Instructions to follow:
Find the lines below that contain the word "builders" and count them. Only the number should be given.

(Dataset entries)
★ ★ ★ ★

PR #810, opened 2025-01-08
fix: ensure all poetry-dependencies are added to lock file (#9959)

finswimmer:
Resolves: python-poetry/poetry#9959

## Summary by Sourcery

Bug Fixes:
- Resolve an issue where not all poetry dependencies were added to the lock file.

### DIFF
--- a/src/poetry/core/packages/dependency_group.py
+++ b/src/poetry/core/packages/dependency_group.py
@@ -39,6 +39,7 @@ class DependencyGroup:
         for dep in self._poetry_dependencies:
             poetry_dependencies_by_name[dep.name].append(dep)
 
+        enriched_poetry_dependencies = []
         dependencies = []
         for dep in self._dependencies:
             if dep.name in poetry_dependencies_by_name:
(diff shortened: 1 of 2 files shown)


radoering (changes requested):
Originally, I thought you should not be able to add additional dependencies via `tool.poetry` if you are using `project.dependencies`; you should only be able to enrich `project.dependencies`. However, silently ignoring them is not a good option either. I think my original thought should still hold true for building but maybe we can relax it for locking.

However, I think the underlying issue in https://github.com/python-poetry/poetry/issues/9959 is deeper and not fixed by the PR: If you mix `project.optional-dependencies` and dynamic `project.dependencies` via `tool.poetry.dependencies`, the dependencies will also be missing when building a wheel. The issue is that optional dependencies go into the same dependency group as normal dependencies. The logic inside dependency groups works only well if there is one section in `project` and one section in `tool.poetry`, not if there are two sections each and you you are only using one in `project` and want to have the other dynamic.

I am not sure if fixing the underlying issue will make this PR redundant. Probably not. I will try to find a solution for the underlying issue tomorrow if nobody beats me to it and would like to keep this one open until it is clear if we need it or not.

PR #813, opened 2025-01-13
fix(pyproject): relax validation for non-packages

abn:
Relates-to: python-poetry/poetry#10031 python-poetry/poetry#10032

Proposing this fix to see what the team makes of this. This ensures that non-package projects do not need to adhere to strict project section requirements.

## Summary by Sourcery

Relax project metadata validation for non-package projects.

Bug Fixes:
- Fixed an issue where non-package projects were subject to the same strict project section requirements as package projects.

Tests:
- Added a test case to verify that project creation succeeds for non-package projects even without all required project metadata.

### DIFF
--- a/tests/test_factory.py
+++ b/tests/test_factory.py
@@ -798,6 +798,19 @@ The Poetry configuration is invalid:
     assert str(e.value) == expected
 
 
+def test_create_poetry_succeeds_for_non_package_without_required_project_metadata(
+    common_fixtures_directory: Path,
+) -> None:
+    assert (
+        Factory().create_poetry(
+            common_fixtures_directory
+            / "non_package_mode_with_invalid_project"
+            / "pyproject.toml"
+        )
+        is not None
+    )
+
+
 def test_create_poetry_fails_on_invalid_mode() -> None:
     with pytest.raises(RuntimeError) as e:
         Factory().create_poetry(
--- a/src/poetry/core/factory.py
+++ b/src/poetry/core/factory.py
@@ -1,6 +1,7 @@
 from __future__ import annotations
 
 import logging
+import re
 
 from collections import defaultdict
 from collections.abc import Mapping
@@ -569,12 +570,19 @@ class Factory:
 
         result: dict[str, list[str]] = {"errors": [], "warnings": []}
 
+        # we can ignore project.<name|version> as they need to be validated only
+        # when package-mode is True, this is done so later on in the code
+        ignore_required_properties = re.compile(
+            r"data must contain \[((, )?'(name|version)')+] properties"
+        )
+
         # Validate against schemas
         project = toml_data.get("project")
         if project is not None:
             project_validation_errors = [
                 e.replace("data", "project")
                 for e in validate_object(project, "project-schema")
+                if strict or not re.match(ignore_required_properties, e)
             ]
             result["errors"] += project_validation_errors
         # With PEP 621 [tool.poetry] is not mandatory anymore. We still create and
--- a/tests/fixtures/non_package_mode_with_invalid_project/pyproject.toml
+++ b/tests/fixtures/non_package_mode_with_invalid_project/pyproject.toml
@@ -1,0 +1,8 @@
+[project]
+requires-python = ">=3.10,<3.13"
+
+[tool.poetry]
+package-mode = false
+
+[tool.poetry.dependencies]
+cleo = "^0.6"


tests/test_factory.py
```diff
@@ -798,6 +798,20 @@ def test_create_poetry_fails_on_invalid_configuration() -> None:
     assert str(e.value) == expected
 
 
+def test_create_poetry_succeeds_for_non_package_without_required_project_metadata() -> (
+    None
+):
+    assert (
+        Factory().create_poetry(
+            Path(__file__).parent
+            / "fixtures"
```
Secrus, line 807:
```suggestion
def test_create_poetry_succeeds_for_non_package_without_required_project_metadata(common_fixtures_directory: Path) -> (
    None
):
    assert (
        Factory().create_poetry(
            common_fixtures_directory
```

Secrus (commented):
I am all for that. Consider it approved from my side.

radoering:
Thus, we will allow to violate the standard in non-package mode?

abn:
Yeah, thinking is in a non-package mode those are not required and seems to be a foot gun mostly. But that is just my thinking atm, I am not strongly for or against this approach. Seems better as user's seem to not expect non-packages to need these properties - I tend to agree, at least for version.

dimbleby:
> violate the standard in non-package mode?

that is of course exactly the objection to this approach.  (All these years of folk beating up on poetry for not following PEP621 - and now here we go...!)

IMO the compliant and consistent thing is to tell people that if they don't want a package then they shouldn't be using the `project` table: because the whole point of that table is packaging, and it is defined by the python packaging authority, and poetry has no business changing the rules for how it is used.  

(In that case, it may be that that there are some `tool.poetry.xxx` bits that should be considered not-deprecated in non-packaging mode: because the corresponding `project.xxx` is not a good replacement in non-packaging mode.)

While I think this all is _mostly_ not very important, I bet that it will sooner or later cause bug reports and incompatibilities.  Eg there will be folk using some tool `foo` which also uses `pyproject.toml` - and when `foo` does not work properly with non-compliant files, they're going to complain here.

finswimmer:
I agree with @dimbleby as already mentioned on discord. :)

dimbleby:
I guess if you wanted to talk yourself into believing that what is proposed here is compliant, you could argue that 
- PEP621 does not apply _at all_ in non-packaging mode
- the `project` table that poetry uses in non-packaging mode is not the same as the `project` table in the PyPA specifications
  - but as a convenience for users, it just happens to look almost exactly like it.

I don't love this line of reasoning!  But it has its merits.

radoering:
We could also take a middle path: We do not create non-compliant `project` sections (`poetry init`), but we are able to work with them. However, the question would still be what to do in `poetry check`.

abn:
> (In that case, it may be that that there are some tool.poetry.xxx bits that should be considered not-deprecated in non-packaging mode: because the corresponding project.xxx is not a good replacement in non-packaging mode.)

This is what motivated me proposing this. If we say that properties available in `project` are not deprecated in `tool.poetry` when using `package-mode = false`, we can have a more rigid stance.

> We could also take a middle path: We do not create non-compliant project sections (poetry init), but we are able to work with them. However, the question would still be what to do in poetry check.

Does this mean poetry wont use `project` section, when let's say `poetry add <dep>` is used when `package-mode = false` ? In that case, with check, we can enforce that a `project` section cannot exist with `package-mode = false`.

abn:
To add to this, we could also improve cli usability to add features that let users do `poetry <new|init> --non-package` and decide on what is generated. But there are several places we will have to support this branching.

radoering:
> Does this mean poetry wont use `project` section, when let's say `poetry add <dep>` is used when `package-mode = false` ? In that case, with check, we can enforce that a `project` section cannot exist with `package-mode = false`.

My thinking was that Poetry will use the `project` section if it exists. It will not care if the existing `project` section is standard-compliant or not, it will just keep the state of standard-compliance. However, if the `project` section does not exist it will add the dependency to `tool.poetry.dependencies`, not creating a non-standard-compliant `project` section.

Your proposal solves the `check` issue, but I think there will be users who want to use the `project` section in non-package mode. And I would strongly argue that we should at least allow to use a standard-compliant `project` section in non-package mode.

abn:
I am okay with that approach. In this case I think we can reject this and make the needed changes in the frontend.

johnthagen:
> I think there will be users who want to use the project section in non-package mode.

Yes, many of us see PEP 621 (for all of its ... unfortunate design choices for `dependencies` formatting) as _the_ way now, so there is a big onus to adopting it in all cases. It's valuable to align with the rest of the community whenever possible.

> PEP621 does not apply at all in non-packaging mode

This was my original thinking for https://github.com/python-poetry/poetry/issues/10031 as well. I see the requirements imposed on `[project]` to make sense for a _package_ that might be installed from sdist and into a wheel.

But I can also see the counter argument against this.

As example what other tools do in this space, `uv` requires `name` and `version`, but Rye does not

- https://github.com/astral-sh/uv/issues/10204#issuecomment-2563976787 
- https://github.com/astral-sh/uv/issues/10204#issuecomment-2563996532

PR #823, opened 2025-01-21
wip: poc pep 735

finswimmer:
Resolves: python-poetry#


finswimmer:
@sourcery-ai review

finswimmer:
@sourcery-ai review

finswimmer:
@sourcery-ai review

tests/test_factory.py
```diff
@@ -869,6 +869,19 @@ def test_create_poetry_with_invalid_dev_dependencies(caplog: LogCaptureFixture)
     assert any("dev" in r.groups for r in poetry.package.all_requires)
 
 
+def test_create_poetry_with_invalid_dependency_groups() -> None:
+    with pytest.raises(RuntimeError) as e:
+        _ = Factory().create_poetry(
+            fixtures_dir / "project_with_invalid_dependency_groups", with_groups=False
```
radoering, line 875: Since you explicitly passed `with_groups=False`, I am wondering if this should raise an error if `with_groups` is `False` or only if `with_groups` is `True`?

`with_groups=False` is used for building, i.e. when dependency groups are irrelevant. On the other side, violating the scheme is so essential it may be fine to prevent building.

Anyway, I would make the test parametrized with `with_groups` `False` and `True`.

finswimmer: > On the other side, violating the scheme is so essential it may be fine to prevent building.

I agree. I parametrized the test.

radoering (changes requested):
Support for https://peps.python.org/pep-0735/#dependency-object-specifiers is missing, which might be confusing for users.

fosskers:
I'm sure there are many who are eagerly awaiting this, thank you.

src/poetry/core/factory.py
```diff
@@ -377,6 +407,65 @@ def _configure_package_dependencies(
 
             package.extras = package_extras
 
+    @classmethod
+    def _normalize_depenency_group_names(
```
citelao, line 411: Nit: typo (missing the second `d`; should be `_normalize_dependency_group_names`)

citelao:
Has development migrated to #837? Or is this PR blocked on that one? I'm happy to do some work to help this come in.

radoering:
@sourcery-ai review

src/poetry/core/factory.py
```diff
@@ -333,25 +360,62 @@
...
+                    group=group,
+                    dependencies=dependencies,
+                )
+                pep739_include_groups[group_name] = included_groups
+            # create groups from the tool.poetry.group section
+            # with no corresponding entry in dependency-groups
+            # and add dependency information for existing groups
+            poetry_include_groups = {}
+            for group_name, group_config in tool_poetry_groups.items():
+                poetry_include_groups[group_name] = group_config.get(
```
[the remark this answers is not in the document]
radoering: Normalization is handled implicitly when fetching groups via `package.dependency_group(name)`. We want to output the original names in messages if possible.

src/poetry/core/factory.py
```diff
@@ -87,7 +88,27 @@ def get_package(cls, name: str, version: str) -> ProjectPackage:
...
+        for constraint in dependencies:
+            if isinstance(constraint, str):
+                dep = Dependency.create_from_pep_508(
+                    constraint,
+                    relative_to=package.root_dir,
+                    groups=[group.pretty_name],
+                )
+                group.add_dependency(dep)
+            else:
+                group_includes.append(constraint["include-group"])
```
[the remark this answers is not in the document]
radoering: This cannot happen because the schema does not allow it, but to be safe in case the schema is extended some day it is probably a good idea anyway.

radoering:
I refactored the logic for group includes a bit so that we use the same logic for PEP 735 groups and `tool.poetry` groups.

The PR should be ready for merging now but I think I will wait until I reviewed python-poetry/poetry#10130, in case I spot any issues while reviewing this one.

PR #830, opened 2025-02-01
fix(metadata): ignore optional deps not part of an extra

abn:
Resolves: python-poetry/poetry#2357

## Summary by Sourcery

Ignore optional dependencies that are not part of an extra when building a wheel.

Bug Fixes:
- Fixed a bug where optional dependencies that are not part of an extra were included in the wheel metadata.

Tests:
- Added a test to verify that optional dependencies without extras are excluded from the metadata.

### DIFF
--- a/tests/masonry/builders/fixtures/with_optional_without_extras/pyproject.toml
+++ b/tests/masonry/builders/fixtures/with_optional_without_extras/pyproject.toml
@@ -1,0 +1,19 @@
+[project]
+name = "my-packager"
+description = "Something"
+version = "0.1"
+classifiers = [
+    "Topic :: Software Development :: Build Tools",
+    "Topic :: Software Development :: Libraries :: Python Modules"
+]
+dynamic = ["dependencies"]
+
+[tool.poetry.dependencies]
+requests = { version = "^0.28.1", optional = true }
+httpx = { version = "^0.28.1", optional = true }
+grpcio = { version = "^0.2.0" }
+pycowsay = { version = "^0.1.0" }
+
+[tool.poetry.extras]
+http = ["httpx"]
+grpc = ["grpcio"]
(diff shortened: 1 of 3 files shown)


radoering (approved):

tests/masonry/builders/fixtures/with_optional_without_extras/pyproject.toml
```diff
@@ -0,0 +1,19 @@
...
+classifiers = [
+    "Topic :: Software Development :: Build Tools",
+    "Topic :: Software Development :: Libraries :: Python Modules"
+]
+dynamic = ["dependencies"]
+
+[tool.poetry.dependencies]
+requests = { version = "^0.28.1", optional = true }
+httpx = { version = "^0.28.1", optional = true }
+grpcio = { version = "^0.2.0" }
```
dimbleby, line 14: This test case seems to show that it is ok not to bother marking grpc - or any other extra - as optional.  Is that the intention?

I would expect that a mismatch (in either direction) between declared extras and "optional" dependencies should result in an error, not in quietly taking a guess as to what was meant?

radoering: Yes, I have noticed that, too. And I thought that at least `poetry check` should give a warning. On the other side, we deprecated `poetry.extras` anyway.

dimbleby: Yes, this is place where the PEP621 syntax improves on poetry's - by making such mistakes impossible.

abn: I just added that case for coverage of status quo to be honest and to verify that the change did not accidentally regress the case.

But yes, PEP 621makes it impossible for this.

★ ★ ★ ★

Finished exercise:
3